[Saved data entries]
-*-

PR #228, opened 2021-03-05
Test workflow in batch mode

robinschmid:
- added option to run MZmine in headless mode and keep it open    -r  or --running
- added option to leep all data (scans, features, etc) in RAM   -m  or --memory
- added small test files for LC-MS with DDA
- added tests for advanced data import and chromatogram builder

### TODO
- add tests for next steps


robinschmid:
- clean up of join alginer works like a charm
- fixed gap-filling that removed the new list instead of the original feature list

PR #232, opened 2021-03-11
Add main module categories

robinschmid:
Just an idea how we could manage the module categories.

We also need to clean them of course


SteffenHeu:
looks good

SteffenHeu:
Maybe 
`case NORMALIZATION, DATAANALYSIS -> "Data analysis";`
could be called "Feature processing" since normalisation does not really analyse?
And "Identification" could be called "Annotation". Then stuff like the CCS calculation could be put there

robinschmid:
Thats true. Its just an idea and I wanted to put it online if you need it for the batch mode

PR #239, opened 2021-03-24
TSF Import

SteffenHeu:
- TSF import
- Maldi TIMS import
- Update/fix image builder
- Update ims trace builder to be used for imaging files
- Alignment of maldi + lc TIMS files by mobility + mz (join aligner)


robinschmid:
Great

-*-

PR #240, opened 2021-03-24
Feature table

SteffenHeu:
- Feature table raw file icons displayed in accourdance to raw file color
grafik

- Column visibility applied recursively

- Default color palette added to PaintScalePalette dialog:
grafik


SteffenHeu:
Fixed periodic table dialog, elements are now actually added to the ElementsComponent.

-*-

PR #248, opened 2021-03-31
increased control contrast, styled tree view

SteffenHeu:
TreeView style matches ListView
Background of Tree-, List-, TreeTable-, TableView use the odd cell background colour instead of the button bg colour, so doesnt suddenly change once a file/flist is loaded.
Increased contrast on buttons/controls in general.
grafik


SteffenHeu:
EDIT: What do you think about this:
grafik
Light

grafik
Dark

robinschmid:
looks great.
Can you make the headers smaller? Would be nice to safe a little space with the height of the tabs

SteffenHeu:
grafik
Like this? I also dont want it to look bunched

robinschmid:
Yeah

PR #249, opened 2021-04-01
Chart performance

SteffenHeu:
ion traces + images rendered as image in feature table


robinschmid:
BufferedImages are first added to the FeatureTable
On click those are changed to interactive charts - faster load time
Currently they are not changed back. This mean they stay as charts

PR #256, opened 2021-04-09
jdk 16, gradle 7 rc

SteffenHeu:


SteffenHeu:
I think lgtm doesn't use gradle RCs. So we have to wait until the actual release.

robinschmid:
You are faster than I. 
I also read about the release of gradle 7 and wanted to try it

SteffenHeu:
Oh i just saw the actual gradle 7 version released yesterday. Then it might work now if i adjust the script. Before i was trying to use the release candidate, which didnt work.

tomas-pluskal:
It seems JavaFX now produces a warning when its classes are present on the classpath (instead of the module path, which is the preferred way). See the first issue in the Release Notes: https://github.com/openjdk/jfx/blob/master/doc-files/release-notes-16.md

-*-

### WHAT YOU HAVE TO DO
From the entries above, copy every line containing the word "called".

### EXPECTED OUTPUT
could be called "Feature processing" since normalisation does not really analyse?
And "Identification" could be called "Annotation". Then stuff like the CCS calculation could be put there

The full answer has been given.